PR #887, opened 2022-12-13
Implementation Report Update - Dec 2022

mmccool:
Include new results from Dec 2022 Testfest.


mmccool:
As Kaz noted, this incorrectly changed the DTLS assertions, need to revert before merging.

ashimura:
FYI, [rendered HTML by Statically](https://cdn.statically.io/gh/w3c/wot-architecture/08fb0e8906559e013b90ab12dd19ad8130504c53/testing/report11.html)

mmccool:
OK, the DTLS thing has been reverted.

PR #920, opened 2023-05-30
Update Implementation Report

mmccool:
- update template, fixing various small issues, making consistent with TD and Discovery
- update language so it relates to PR, not CR (CR period becomes past tense, etc)
- update implementation descriptions
- update copyright and acknowledgements
- no changes to assertion status


mmccool:
Rendered version of the report should be at https://w3c.github.io/wot-architecture/testing/report11.html

PR #926, opened 2023-07-05
Create README.md

ashimura:


publication/README.md
```diff
@@ -0,0 +1,43 @@
...
+
+## Checklist
+
+* Make sure that you update the recent specification changes
+* For Proposed Recommendation Transition, create an issue at X.
+
+## Files
+
+* Overview.html - static HTML for publication
+* diff.html - diff between the [previous published verion](https://www.w3.org/TR/2023/CR-wot-architecture11-20230119/) and Overview.html
```
danielpeintner, line 14: Noticed minor typo

verion -> version

danielpeintner (commented):
I think we should have this kind of readme in all our repos

egekorkan:
> I think we should have this kind of readme in all our repos

We have it in TD and Binding Template now

ashimura:
I thought all the Editors had installed this kind of README.md to all the repositories already, but the wot-architecture repository didn't really have it.
That's why I've just added it.

We should check all the repositories to make sure, and add this kind of README.md if some of the repos don't have it.

PR #82, opened 2022-08-24
move FiatToken deployment logic to deploy.js

mannynotfound:
Currently we cannot deploy `contracts/core/FiatToken.cdc` on windows machines because the `overflow` package does not support it. Additionally, we do not need to rely on `overflow` when we already had a `deploy.js` script that is now dead weight. This removes the overflow deployment script and adjusts `deploy.js` and `deploy_contract_with_auth.cdc` to work nicely together.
###
### Brief
Copy out precisely the lines from the line with "FYI, [rendered HTML" to the line with "- update copyright and acknowledgements" in the material above, including those two lines and omitting all the rest.

### Solved exercise
FYI, [rendered HTML by Statically](https://cdn.statically.io/gh/w3c/wot-architecture/08fb0e8906559e013b90ab12dd19ad8130504c53/testing/report11.html)

mmccool:
OK, the DTLS thing has been reverted.

PR #920, opened 2023-05-30
Update Implementation Report

mmccool:
- update template, fixing various small issues, making consistent with TD and Discovery
- update language so it relates to PR, not CR (CR period becomes past tense, etc)
- update implementation descriptions
- update copyright and acknowledgements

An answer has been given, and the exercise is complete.